The entries below are to be written out again without alteration.

- [PROVIDED RECORDS]
== == ==

PR #1215, opened 2023-11-28
Dependency registry naming updates

yoshiwarab:
## Description of the change

This PR updates the naming within DepencyRegistryV0 to be consistent with the new minter contract (i.e. no underscores for function/event param names). Additionally updates some of the names based on suggestions by Sterling.


packages/contracts/contracts/interfaces/v0.8.x/IDependencyRegistryV0.sol
```diff
@@ -3,96 +3,96 @@
...
-        uint256 _index
+        bytes32 dependencyNameAndVersion,
+        uint256 index
     ) external view returns (address);
 
     /**
-     * @notice Returns script for dependency type `_dependencyType` at script index `_index`.
-     * @param _dependencyType Dependency type to be queried.
-     * @param _index Index of script to be queried.
+     * @notice Returns script for dependency type `_dependencyNameAndVersion` at script index `_index`.
```
ryley-o, line 90:
```suggestion
     * @notice Returns script for dependency type `dependencyNameAndVersion` at script index `_index`.
```

packages/contracts/contracts/interfaces/v0.8.x/IDependencyRegistryV0.sol
```diff
@@ -3,96 +3,96 @@
...
      */
     function getDependencyScriptCount(
-        bytes32 _dependencyType
+        bytes32 dependencyNameAndVersion
     ) external view returns (uint256);
 
     /**
      * @notice Returns address with bytecode containing script for
-     * dependency type `_dependencyTypes` at script index `_index`.
+     * dependency type `_dependencyNameAndVersions` at script index `_index`.
```
ryley-o, line 82:
```suggestion
     * dependency type `dependencyNameAndVersions` at script index `_index`.
```

packages/contracts/contracts/DependencyRegistryV0.sol
```diff
@@ -53,617 +53,662 @@ contract DependencyRegistryV0 is
...
     }
 
-    // dependency types, i.e. "type@version"
-    EnumerableSet.Bytes32Set private _dependencyTypes;
-    // mapping from dependencyTypes to Dependency, which stores the properties of each dependency
-    mapping(bytes32 => Dependency) dependencyDetails;
+    // dependency ID's are bytes32 of the format "name@version"
+    EnumerableSet.Bytes32Set private _dependencyNameVersionIds;
+    // mapping from dependencyNameAndVersion to Dependency, which stores the properties of each dependency
+    mapping(bytes32 => Dependency) dependencyRecords;
```
ryley-o, line 67: can used named descriptions now in mappings
```suggestion
    mapping(bytes32 dependencyNameAndVersion => Dependency) dependencyRecords;
```

packages/contracts/contracts/DependencyRegistryV0.sol
```diff
@@ -53,617 +53,662 @@ contract DependencyRegistryV0 is
...
     EnumerableSet.AddressSet private _supportedCoreContracts;
-    mapping(address => mapping(uint256 => bytes32)) projectDependencyTypeOverrides;
 
-    function _onlyNonZeroAddress(address _address) internal pure {
-        require(_address != address(0), "Must input non-zero address");
+    // Mapping that allows for the overriding of project dependencies.
+    // The first key is the address of the core contract, the second key is the project ID,
+    // and the value is the bytes32 representation of the dependency name and version (i.e. name@version).
+    // This allows for specific projects to use different versions of dependencies than what's stored on the core contract.
+    mapping(address => mapping(uint256 => bytes32)) projectDependencyOverrides;
```
ryley-o, line 79: suggest named mappings
```suggestion
    mapping(address coreContract => mapping(uint256 projectId => bytes32 dependencyNameAndVersion)) projectDependencyOverrides;
```

packages/contracts/contracts/DependencyRegistryV0.sol
```diff
@@ -53,617 +53,662 @@ contract DependencyRegistryV0 is
...
-        require(bytes(_string).length != 0, "Must input non-empty string");
+    function _onlyNonEmptyString(string memory string_) internal pure {
+        require(bytes(string_).length != 0, "Must input non-empty string");
     }
 
-    function _onlyAdminACL(bytes4 _selector) internal {
+    function _onlyAdminACL(bytes4 selector) internal {
         require(
-            adminACLAllowed(msg.sender, address(this), _selector),
+            adminACLAllowed(msg.sender, address(this), selector),
```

== == ==

- [ANSWER FOR THE TASK]
PR #1215, opened 2023-11-28
Dependency registry naming updates

yoshiwarab:
## Description of the change

This PR updates the naming within DepencyRegistryV0 to be consistent with the new minter contract (i.e. no underscores for function/event param names). Additionally updates some of the names based on suggestions by Sterling.


packages/contracts/contracts/interfaces/v0.8.x/IDependencyRegistryV0.sol
```diff
@@ -3,96 +3,96 @@
...
-        uint256 _index
+        bytes32 dependencyNameAndVersion,
+        uint256 index
     ) external view returns (address);
 
     /**
-     * @notice Returns script for dependency type `_dependencyType` at script index `_index`.
-     * @param _dependencyType Dependency type to be queried.
-     * @param _index Index of script to be queried.
+     * @notice Returns script for dependency type `_dependencyNameAndVersion` at script index `_index`.
```
ryley-o, line 90:
```suggestion
     * @notice Returns script for dependency type `dependencyNameAndVersion` at script index `_index`.
```

packages/contracts/contracts/interfaces/v0.8.x/IDependencyRegistryV0.sol
```diff
@@ -3,96 +3,96 @@
...
      */
     function getDependencyScriptCount(
-        bytes32 _dependencyType
+        bytes32 dependencyNameAndVersion
     ) external view returns (uint256);
 
     /**
      * @notice Returns address with bytecode containing script for
-     * dependency type `_dependencyTypes` at script index `_index`.
+     * dependency type `_dependencyNameAndVersions` at script index `_index`.
```
ryley-o, line 82:
```suggestion
     * dependency type `dependencyNameAndVersions` at script index `_index`.
```

packages/contracts/contracts/DependencyRegistryV0.sol
```diff
@@ -53,617 +53,662 @@ contract DependencyRegistryV0 is
...
     }
 
-    // dependency types, i.e. "type@version"
-    EnumerableSet.Bytes32Set private _dependencyTypes;
-    // mapping from dependencyTypes to Dependency, which stores the properties of each dependency
-    mapping(bytes32 => Dependency) dependencyDetails;
+    // dependency ID's are bytes32 of the format "name@version"
+    EnumerableSet.Bytes32Set private _dependencyNameVersionIds;
+    // mapping from dependencyNameAndVersion to Dependency, which stores the properties of each dependency
+    mapping(bytes32 => Dependency) dependencyRecords;
```
ryley-o, line 67: can used named descriptions now in mappings
```suggestion
    mapping(bytes32 dependencyNameAndVersion => Dependency) dependencyRecords;
```

packages/contracts/contracts/DependencyRegistryV0.sol
```diff
@@ -53,617 +53,662 @@ contract DependencyRegistryV0 is
...
     EnumerableSet.AddressSet private _supportedCoreContracts;
-    mapping(address => mapping(uint256 => bytes32)) projectDependencyTypeOverrides;
 
-    function _onlyNonZeroAddress(address _address) internal pure {
-        require(_address != address(0), "Must input non-zero address");
+    // Mapping that allows for the overriding of project dependencies.
+    // The first key is the address of the core contract, the second key is the project ID,
+    // and the value is the bytes32 representation of the dependency name and version (i.e. name@version).
+    // This allows for specific projects to use different versions of dependencies than what's stored on the core contract.
+    mapping(address => mapping(uint256 => bytes32)) projectDependencyOverrides;
```
ryley-o, line 79: suggest named mappings
```suggestion
    mapping(address coreContract => mapping(uint256 projectId => bytes32 dependencyNameAndVersion)) projectDependencyOverrides;
```

packages/contracts/contracts/DependencyRegistryV0.sol
```diff
@@ -53,617 +53,662 @@ contract DependencyRegistryV0 is
...
-        require(bytes(_string).length != 0, "Must input non-empty string");
+    function _onlyNonEmptyString(string memory string_) internal pure {
+        require(bytes(string_).length != 0, "Must input non-empty string");
     }
 
-    function _onlyAdminACL(bytes4 _selector) internal {
+    function _onlyAdminACL(bytes4 selector) internal {
         require(
-            adminACLAllowed(msg.sender, address(this), _selector),
+            adminACLAllowed(msg.sender, address(this), selector),
```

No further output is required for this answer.